■ Task description
What lines in the entries hold the string "console"? List them.

=====

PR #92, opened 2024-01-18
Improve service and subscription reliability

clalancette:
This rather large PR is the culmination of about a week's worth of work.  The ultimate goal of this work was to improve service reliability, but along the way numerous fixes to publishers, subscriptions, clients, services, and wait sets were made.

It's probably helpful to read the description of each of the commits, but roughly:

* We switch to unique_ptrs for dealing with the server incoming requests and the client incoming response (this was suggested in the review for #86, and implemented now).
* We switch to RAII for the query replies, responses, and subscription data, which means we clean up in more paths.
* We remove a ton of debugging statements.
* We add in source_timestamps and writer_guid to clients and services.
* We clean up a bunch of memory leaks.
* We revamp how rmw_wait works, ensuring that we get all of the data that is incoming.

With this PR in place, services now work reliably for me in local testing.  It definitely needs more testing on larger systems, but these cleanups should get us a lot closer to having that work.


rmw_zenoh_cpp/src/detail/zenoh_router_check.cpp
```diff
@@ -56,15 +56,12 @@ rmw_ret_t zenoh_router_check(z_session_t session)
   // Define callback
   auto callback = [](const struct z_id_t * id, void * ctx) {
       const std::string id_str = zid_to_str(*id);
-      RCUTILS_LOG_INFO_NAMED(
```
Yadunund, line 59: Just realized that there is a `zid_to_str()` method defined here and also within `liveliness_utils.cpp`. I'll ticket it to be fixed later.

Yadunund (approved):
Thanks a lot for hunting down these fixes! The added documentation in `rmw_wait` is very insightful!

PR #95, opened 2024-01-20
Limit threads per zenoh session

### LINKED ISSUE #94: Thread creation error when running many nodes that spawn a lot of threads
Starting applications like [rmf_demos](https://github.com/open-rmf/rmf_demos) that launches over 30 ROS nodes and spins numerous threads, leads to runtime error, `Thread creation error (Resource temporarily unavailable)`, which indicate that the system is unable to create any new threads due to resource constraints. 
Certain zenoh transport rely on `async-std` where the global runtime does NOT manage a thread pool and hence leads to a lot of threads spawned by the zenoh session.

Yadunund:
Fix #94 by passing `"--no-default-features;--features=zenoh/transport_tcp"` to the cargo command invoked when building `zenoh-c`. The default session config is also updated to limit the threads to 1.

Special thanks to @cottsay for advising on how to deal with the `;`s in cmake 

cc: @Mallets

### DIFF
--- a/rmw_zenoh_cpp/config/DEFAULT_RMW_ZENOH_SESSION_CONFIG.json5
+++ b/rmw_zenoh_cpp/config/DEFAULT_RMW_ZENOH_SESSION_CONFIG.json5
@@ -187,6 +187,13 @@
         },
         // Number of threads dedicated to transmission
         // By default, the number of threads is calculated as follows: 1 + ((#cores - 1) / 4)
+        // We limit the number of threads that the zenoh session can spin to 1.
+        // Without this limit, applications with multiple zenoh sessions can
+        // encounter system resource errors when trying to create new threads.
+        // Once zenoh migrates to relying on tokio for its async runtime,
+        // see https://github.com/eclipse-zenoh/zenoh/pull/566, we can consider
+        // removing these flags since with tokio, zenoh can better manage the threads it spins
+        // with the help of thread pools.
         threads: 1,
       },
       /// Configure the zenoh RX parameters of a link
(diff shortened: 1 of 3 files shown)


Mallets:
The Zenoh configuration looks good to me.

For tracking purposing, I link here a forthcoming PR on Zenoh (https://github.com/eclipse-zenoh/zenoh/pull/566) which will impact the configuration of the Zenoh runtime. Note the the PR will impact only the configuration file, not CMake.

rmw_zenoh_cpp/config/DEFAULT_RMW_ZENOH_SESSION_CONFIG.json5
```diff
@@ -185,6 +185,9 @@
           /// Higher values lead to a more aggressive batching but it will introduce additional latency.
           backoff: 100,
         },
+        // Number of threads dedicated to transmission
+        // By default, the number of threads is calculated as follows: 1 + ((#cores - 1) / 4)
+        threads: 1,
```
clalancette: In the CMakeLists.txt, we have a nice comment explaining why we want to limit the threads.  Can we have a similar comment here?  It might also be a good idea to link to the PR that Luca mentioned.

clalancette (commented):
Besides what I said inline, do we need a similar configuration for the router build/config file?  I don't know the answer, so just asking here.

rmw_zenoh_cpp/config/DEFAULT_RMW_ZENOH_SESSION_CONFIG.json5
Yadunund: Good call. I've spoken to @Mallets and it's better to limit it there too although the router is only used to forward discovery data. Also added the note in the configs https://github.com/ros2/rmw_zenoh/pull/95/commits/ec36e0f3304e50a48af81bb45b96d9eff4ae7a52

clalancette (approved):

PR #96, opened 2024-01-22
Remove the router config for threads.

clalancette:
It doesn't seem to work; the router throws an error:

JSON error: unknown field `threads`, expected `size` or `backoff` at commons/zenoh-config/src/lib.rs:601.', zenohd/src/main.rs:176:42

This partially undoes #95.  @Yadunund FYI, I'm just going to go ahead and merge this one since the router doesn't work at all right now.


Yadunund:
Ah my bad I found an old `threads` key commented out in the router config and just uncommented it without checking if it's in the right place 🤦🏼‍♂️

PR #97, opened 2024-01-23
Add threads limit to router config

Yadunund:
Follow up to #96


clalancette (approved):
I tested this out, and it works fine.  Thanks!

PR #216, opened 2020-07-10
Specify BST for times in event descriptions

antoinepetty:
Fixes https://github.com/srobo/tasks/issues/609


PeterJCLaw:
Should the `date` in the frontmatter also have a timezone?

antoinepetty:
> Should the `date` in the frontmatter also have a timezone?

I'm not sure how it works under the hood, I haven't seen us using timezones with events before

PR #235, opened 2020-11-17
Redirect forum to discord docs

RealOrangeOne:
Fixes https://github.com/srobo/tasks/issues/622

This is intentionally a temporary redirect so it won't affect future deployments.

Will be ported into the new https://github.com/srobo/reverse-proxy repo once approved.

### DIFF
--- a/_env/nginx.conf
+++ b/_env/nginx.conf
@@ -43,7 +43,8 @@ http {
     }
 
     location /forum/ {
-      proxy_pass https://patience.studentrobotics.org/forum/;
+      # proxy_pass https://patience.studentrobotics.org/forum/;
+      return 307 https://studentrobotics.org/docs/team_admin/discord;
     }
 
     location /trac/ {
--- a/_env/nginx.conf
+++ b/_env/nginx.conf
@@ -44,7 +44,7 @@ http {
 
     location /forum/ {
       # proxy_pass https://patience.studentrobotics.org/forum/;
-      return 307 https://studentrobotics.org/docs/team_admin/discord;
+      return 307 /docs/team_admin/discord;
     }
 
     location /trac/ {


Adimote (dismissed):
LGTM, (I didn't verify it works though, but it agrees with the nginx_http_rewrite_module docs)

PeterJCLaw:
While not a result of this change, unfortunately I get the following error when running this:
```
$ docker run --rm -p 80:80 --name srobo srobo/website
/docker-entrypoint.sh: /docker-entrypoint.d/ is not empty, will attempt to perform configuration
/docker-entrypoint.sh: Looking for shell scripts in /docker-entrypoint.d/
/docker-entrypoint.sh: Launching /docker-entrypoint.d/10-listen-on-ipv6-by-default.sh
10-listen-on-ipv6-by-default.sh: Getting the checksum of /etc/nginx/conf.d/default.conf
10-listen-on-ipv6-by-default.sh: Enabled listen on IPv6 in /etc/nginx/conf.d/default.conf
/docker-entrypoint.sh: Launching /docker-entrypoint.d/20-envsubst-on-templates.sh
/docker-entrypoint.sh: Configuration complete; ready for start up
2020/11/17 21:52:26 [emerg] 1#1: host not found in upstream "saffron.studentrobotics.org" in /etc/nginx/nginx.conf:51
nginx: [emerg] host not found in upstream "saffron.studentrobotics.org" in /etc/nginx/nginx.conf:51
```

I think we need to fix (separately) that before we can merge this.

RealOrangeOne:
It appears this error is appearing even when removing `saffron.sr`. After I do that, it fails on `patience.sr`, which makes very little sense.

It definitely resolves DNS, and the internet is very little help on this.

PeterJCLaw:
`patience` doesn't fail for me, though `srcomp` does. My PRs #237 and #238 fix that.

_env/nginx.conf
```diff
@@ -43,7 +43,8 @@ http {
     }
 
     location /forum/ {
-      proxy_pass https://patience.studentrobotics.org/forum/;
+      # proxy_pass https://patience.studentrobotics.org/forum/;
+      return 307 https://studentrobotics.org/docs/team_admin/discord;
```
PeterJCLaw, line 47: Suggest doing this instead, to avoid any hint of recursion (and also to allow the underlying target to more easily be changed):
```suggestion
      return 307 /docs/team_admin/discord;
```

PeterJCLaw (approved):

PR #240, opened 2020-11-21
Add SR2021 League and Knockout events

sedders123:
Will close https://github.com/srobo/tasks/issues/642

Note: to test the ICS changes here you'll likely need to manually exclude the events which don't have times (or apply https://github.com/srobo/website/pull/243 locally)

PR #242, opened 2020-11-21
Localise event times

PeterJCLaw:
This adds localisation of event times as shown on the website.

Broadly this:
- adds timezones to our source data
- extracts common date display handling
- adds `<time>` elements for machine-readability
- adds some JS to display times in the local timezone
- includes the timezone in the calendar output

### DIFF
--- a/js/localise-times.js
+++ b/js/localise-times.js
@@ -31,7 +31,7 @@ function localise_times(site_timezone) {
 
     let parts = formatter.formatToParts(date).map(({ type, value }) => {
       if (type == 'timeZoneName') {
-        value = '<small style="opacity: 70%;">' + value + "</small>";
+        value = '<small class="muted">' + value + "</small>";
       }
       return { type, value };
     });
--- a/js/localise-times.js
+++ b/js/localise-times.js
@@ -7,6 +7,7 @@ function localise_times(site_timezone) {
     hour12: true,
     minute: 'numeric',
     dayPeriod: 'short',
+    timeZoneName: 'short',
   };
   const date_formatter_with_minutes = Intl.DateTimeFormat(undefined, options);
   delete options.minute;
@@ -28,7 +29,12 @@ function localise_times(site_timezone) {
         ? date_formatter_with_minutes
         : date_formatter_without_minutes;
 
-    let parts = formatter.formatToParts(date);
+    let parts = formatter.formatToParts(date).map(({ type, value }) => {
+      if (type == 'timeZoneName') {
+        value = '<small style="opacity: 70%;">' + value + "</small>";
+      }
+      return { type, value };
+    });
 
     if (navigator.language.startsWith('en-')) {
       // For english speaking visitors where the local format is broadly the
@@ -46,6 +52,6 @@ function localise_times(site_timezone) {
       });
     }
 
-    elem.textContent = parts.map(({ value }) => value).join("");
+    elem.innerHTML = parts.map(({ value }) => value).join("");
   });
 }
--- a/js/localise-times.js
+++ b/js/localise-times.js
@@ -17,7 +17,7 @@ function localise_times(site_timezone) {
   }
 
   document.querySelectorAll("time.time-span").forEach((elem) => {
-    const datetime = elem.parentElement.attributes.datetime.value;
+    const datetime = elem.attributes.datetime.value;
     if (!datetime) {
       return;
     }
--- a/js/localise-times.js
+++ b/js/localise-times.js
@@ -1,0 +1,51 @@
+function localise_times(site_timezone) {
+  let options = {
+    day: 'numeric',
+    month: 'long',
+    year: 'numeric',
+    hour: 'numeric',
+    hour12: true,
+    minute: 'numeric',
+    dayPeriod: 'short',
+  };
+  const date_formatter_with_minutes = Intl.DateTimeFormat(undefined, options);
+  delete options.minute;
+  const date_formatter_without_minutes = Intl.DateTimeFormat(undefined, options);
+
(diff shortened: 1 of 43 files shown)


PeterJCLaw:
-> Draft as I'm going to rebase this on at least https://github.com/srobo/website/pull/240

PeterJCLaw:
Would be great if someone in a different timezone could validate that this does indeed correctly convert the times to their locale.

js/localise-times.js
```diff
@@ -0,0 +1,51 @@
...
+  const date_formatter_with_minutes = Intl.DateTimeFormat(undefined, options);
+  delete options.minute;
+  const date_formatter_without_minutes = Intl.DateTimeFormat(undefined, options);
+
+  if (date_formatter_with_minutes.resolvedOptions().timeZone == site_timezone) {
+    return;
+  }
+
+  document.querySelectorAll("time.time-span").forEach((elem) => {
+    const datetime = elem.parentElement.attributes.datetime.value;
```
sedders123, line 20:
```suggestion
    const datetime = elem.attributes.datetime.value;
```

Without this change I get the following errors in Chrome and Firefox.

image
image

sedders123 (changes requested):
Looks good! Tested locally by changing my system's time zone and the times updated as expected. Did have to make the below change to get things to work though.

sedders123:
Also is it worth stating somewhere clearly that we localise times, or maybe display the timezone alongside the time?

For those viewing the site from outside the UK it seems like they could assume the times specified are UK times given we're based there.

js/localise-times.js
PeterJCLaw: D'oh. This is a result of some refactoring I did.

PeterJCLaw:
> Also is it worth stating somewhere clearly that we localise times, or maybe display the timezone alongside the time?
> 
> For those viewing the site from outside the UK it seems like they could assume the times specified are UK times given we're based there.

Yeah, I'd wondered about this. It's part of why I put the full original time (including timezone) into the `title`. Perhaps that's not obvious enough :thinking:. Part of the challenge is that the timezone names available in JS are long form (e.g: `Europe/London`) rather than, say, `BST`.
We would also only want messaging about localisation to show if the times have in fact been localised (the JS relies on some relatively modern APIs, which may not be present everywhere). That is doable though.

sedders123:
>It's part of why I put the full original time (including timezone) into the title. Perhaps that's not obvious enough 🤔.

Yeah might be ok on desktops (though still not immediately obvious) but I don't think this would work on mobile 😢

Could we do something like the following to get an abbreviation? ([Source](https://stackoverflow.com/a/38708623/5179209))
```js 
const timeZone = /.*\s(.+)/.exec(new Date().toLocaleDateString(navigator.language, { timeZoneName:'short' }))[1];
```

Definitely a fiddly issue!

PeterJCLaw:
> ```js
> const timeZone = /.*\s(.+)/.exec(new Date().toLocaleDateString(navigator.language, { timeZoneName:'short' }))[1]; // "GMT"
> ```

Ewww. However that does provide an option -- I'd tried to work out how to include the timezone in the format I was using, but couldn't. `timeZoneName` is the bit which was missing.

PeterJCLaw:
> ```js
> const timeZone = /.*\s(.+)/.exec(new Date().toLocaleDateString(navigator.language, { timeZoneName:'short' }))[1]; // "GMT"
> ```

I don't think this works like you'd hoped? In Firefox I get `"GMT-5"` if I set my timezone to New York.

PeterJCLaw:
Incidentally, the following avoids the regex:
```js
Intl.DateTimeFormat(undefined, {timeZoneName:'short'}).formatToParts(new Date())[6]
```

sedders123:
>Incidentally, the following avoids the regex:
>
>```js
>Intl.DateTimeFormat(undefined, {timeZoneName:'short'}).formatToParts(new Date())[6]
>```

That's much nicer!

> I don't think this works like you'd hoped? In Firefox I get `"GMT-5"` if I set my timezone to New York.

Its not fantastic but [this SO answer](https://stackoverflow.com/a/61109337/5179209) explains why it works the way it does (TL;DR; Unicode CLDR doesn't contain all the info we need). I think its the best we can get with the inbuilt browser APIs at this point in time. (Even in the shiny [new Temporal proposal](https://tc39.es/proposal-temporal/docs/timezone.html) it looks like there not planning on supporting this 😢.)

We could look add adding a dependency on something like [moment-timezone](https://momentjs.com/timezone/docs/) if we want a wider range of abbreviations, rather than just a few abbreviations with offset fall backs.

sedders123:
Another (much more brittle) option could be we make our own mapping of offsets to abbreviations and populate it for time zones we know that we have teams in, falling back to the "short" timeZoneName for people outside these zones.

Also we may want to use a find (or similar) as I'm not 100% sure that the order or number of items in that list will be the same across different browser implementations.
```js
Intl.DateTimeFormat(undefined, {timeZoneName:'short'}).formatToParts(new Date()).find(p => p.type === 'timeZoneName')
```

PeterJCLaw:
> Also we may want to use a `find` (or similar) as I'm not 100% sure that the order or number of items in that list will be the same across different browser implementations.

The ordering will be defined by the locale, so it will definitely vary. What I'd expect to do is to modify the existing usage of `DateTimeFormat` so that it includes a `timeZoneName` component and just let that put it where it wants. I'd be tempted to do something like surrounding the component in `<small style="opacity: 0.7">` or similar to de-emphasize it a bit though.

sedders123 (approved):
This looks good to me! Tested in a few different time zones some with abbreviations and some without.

=====

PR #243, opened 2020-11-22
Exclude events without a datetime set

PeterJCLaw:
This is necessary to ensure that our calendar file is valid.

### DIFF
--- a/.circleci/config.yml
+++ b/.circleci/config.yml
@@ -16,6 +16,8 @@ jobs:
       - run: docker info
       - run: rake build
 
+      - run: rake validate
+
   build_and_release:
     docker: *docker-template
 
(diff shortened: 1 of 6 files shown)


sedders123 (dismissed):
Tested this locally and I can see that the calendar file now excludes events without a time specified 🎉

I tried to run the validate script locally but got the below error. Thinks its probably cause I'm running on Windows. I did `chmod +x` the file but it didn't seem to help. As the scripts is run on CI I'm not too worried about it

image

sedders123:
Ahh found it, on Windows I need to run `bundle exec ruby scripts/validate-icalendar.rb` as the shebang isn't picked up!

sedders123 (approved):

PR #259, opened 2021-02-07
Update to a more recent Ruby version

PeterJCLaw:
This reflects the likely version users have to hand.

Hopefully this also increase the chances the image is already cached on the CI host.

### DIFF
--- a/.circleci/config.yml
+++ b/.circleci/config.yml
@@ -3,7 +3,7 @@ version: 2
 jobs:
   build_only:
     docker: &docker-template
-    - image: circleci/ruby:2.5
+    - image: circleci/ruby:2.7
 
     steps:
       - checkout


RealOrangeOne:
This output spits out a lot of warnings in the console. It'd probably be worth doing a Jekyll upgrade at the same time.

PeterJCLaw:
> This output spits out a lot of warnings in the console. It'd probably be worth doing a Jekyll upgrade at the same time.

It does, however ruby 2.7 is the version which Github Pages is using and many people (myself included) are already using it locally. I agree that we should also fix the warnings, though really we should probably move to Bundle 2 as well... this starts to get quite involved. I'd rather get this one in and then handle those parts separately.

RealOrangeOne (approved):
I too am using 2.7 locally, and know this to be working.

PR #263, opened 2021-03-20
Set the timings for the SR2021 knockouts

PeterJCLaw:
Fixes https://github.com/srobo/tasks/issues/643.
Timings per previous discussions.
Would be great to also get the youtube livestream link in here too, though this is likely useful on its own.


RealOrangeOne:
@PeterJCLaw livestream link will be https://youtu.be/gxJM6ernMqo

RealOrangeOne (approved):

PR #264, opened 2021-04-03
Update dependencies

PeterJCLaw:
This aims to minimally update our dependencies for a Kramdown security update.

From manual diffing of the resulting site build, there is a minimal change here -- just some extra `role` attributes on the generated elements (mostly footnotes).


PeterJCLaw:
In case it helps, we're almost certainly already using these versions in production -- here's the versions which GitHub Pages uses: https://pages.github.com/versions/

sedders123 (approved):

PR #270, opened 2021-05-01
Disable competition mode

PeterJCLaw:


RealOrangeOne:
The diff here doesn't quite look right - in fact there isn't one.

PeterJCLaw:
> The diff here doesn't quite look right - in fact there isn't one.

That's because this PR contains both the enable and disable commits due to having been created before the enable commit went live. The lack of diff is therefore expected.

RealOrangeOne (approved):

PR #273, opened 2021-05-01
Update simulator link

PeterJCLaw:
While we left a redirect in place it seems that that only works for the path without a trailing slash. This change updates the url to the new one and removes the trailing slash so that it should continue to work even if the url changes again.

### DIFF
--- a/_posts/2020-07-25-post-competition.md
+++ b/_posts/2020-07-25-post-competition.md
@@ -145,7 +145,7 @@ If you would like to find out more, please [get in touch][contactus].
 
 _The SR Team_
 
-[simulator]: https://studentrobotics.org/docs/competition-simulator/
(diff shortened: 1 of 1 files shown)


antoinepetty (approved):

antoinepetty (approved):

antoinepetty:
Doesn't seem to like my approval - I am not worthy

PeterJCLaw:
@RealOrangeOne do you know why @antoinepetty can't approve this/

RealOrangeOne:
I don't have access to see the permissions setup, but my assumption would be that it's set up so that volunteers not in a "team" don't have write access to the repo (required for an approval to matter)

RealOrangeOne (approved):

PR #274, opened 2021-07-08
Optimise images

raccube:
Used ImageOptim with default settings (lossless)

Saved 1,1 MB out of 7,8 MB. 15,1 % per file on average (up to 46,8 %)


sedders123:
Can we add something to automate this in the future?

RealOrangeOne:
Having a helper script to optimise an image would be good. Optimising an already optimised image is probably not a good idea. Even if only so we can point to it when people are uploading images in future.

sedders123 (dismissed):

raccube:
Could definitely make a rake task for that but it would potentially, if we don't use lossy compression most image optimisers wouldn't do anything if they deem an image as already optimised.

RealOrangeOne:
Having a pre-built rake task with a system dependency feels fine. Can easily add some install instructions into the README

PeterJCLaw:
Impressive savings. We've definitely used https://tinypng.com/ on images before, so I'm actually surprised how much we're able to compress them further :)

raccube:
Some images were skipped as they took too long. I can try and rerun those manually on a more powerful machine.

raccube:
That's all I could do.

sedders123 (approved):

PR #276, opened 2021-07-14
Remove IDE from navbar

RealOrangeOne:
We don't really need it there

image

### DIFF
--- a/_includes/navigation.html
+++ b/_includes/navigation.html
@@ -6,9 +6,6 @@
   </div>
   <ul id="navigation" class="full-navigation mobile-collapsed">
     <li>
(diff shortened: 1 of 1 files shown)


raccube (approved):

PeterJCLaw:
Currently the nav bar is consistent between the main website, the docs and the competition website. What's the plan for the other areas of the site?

=====

■ Reply to the task
This output spits out a lot of warnings in the console. It'd probably be worth doing a Jekyll upgrade at the same time.
> This output spits out a lot of warnings in the console. It'd probably be worth doing a Jekyll upgrade at the same time.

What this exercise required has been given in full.